Wir bedauern daher, dass die hart erkämpften Fortschritte des Sudan auf dem Weg zu einer demokratisch gewählten Regierung in den letzten Wochen einen gewaltsamen Rückschlag erlitten haben, und wir schließen uns den Aufrufen der Afrikanischen Union und anderer führender Politiker der Welt zu einem sofortigen Waffenstillstand an. Gleichzeitig ist der Sudan nur in einen von Dutzenden bewaffneten Konflikten in Afrika verwickelt, die beendet werden müssen. Die Zivilgesellschaft spielt hier wie auch anderswo eine wichtige friedensstiftende Rolle, und wir beglückwünschen unsere Mitgliedsorganisationen in der Region für ihre langjährigen Bemühungen um Frieden und Sicherheit in Subsahara-Afrika. Wir danken ihnen auch für die Ausrichtung dieses 23. Weltkongresses und für die beständige Führung, die sie der Föderation als Ganzes zukommen lassen.
Die Welt im Jahr 2023 steht vor zwei existenziellen Krisen, die durch eine globale Pandemie, von der wir uns noch nicht vollständig erholt haben, noch verschärft wurden. Die Gefahr eines Atomkriegs ist größer als je zuvor seit dem Kalten Krieg in den 1980er Jahren. Und die immer schneller voranschreitende Klimakrise, die durch die Kohlenstoffemissionen aus der unkontrollierten Verbrennung fossiler Brennstoffe verursacht wird, bringt extreme Wetterereignisse, Störungen in der Landwirtschaft, steigende Meeresspiegel und durch Vektoren übertragene Krankheiten in jeden Winkel der Welt. Die Millionen von Todesfällen durch Covid-19 in einem Zeitraum von zwei Jahren haben nicht nur die Fähigkeit der Weltöffentlichkeit auf die Probe gestellt, mit einem gesundheitlichen Notfall dieses Ausmaßes umzugehen, sondern auch die Ungleichheiten beim Zugang zu Impfstoffen und Behandlungen zwischen reichen und armen Ländern aufgezeigt. Es überrascht nicht, dass die Weltuntergangsuhr vor kurzem auf 90 Sekunden vor Mitternacht zurückgestellt wurde, so nah wie noch nie an einer globalen Katastrophe.

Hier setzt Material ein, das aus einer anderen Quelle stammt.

PR #894, opened 2026-01-16
.

nirholas:
.


tadasant:
This section of the README is for resources directly related to the MCP Registry.

Somewhere around [here](https://github.com/modelcontextprotocol/servers?tab=readme-ov-file#-resources) would be a better fit for your project.

nirholas:
Ah very true, thank you very much for pointing me to the correct resource to PR!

Die tragische Invasion in der Ukraine, die nun schon das zweite Jahr andauert, hat bereits Zehntausende ukrainische und russische Opfer gefordert, darunter mehr als 20 000 zivile Opfer und mehrere Millionen Menschen, die in andere Länder vertrieben wurden. Die Auswirkungen des Krieges auf die Weltwirtschaft, einschließlich der Verknappung von Getreide und anderen Rohstoffen, sind enorm. Angesichts von mehr als 110 laufenden bewaffneten Konflikten in der Welt – mehr als 35 davon allein in Afrika südlich der Sahara – werden wir erneut daran erinnert, dass Krieg und Militäraktionen immer und überall auf der Welt inakzeptabel sind.

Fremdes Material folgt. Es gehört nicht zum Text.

PR #906, opened 2026-01-20
Allowed localhosts for remote url when testing

oidebrett:
Allow localhost in remote urls for testing purposes.

## Motivation and Context
The current MCP Registry rejects localhost URLs for security/production reasons. However, for local development workflows, we need to register MCP servers running on localhost. This allows consistent representation of all MCP servers (local and remote) in the registry.

**Details**:
- When `MCP_REGISTRY_ALLOW_LOCALHOST=true` (or `1`), localhost URLs are accepted
- HTTP scheme is allowed for localhost URLs (in addition to HTTPS)
- Non-localhost URLs still require HTTPS for security
- The following hostnames are considered "localhost":
  - `localhost`
  - `127.0.0.1`
  - `*.localhost` (subdomains)

### 2. Docker Build Support

**File**: `Dockerfile`

**Change**: Added standard Dockerfile for building the registry image without ko.

**Rationale**: Simplifies building and pushing to Docker Hub for distribution.

### Environment Variables

- `MCP_REGISTRY_ALLOW_LOCALHOST` - Set to `true` or `1` to enable localhost URL validation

Doch die schwerwiegenden globalen Auswirkungen eines Krieges, der Russland in einen direkten Konflikt mit den USA und der NATO gebracht hatte, verblassen im Vergleich zu dem, was passieren würde, wenn die nukleare Schwelle überschritten würde. Ob in der Ukraine, in Südasien, wo zwei nuklear bewaffnete Staaten, Indien und Pakistan, vier echte Kriege geführt haben, oder bei jedem anderen Konflikt – der Einsatz von Atomwaffen würde, aus welchem Grund auch immer, mit ziemlicher Sicherheit zu einem Atomkrieg eskalieren, der Millionen von Menschen das Leben kosten würde. Ein Atomkrieg würde eine Klimakatastrophe anderer Art auslösen und die Welt in einen nuklearen Winter stürzen, in dem die Landwirtschaft zusammenbrechen würde und Milliarden von Menschen vom Hungertod bedroht wären, unabhängig davon, wie weit sie von dem eigentlichen Konflikt entfernt wären.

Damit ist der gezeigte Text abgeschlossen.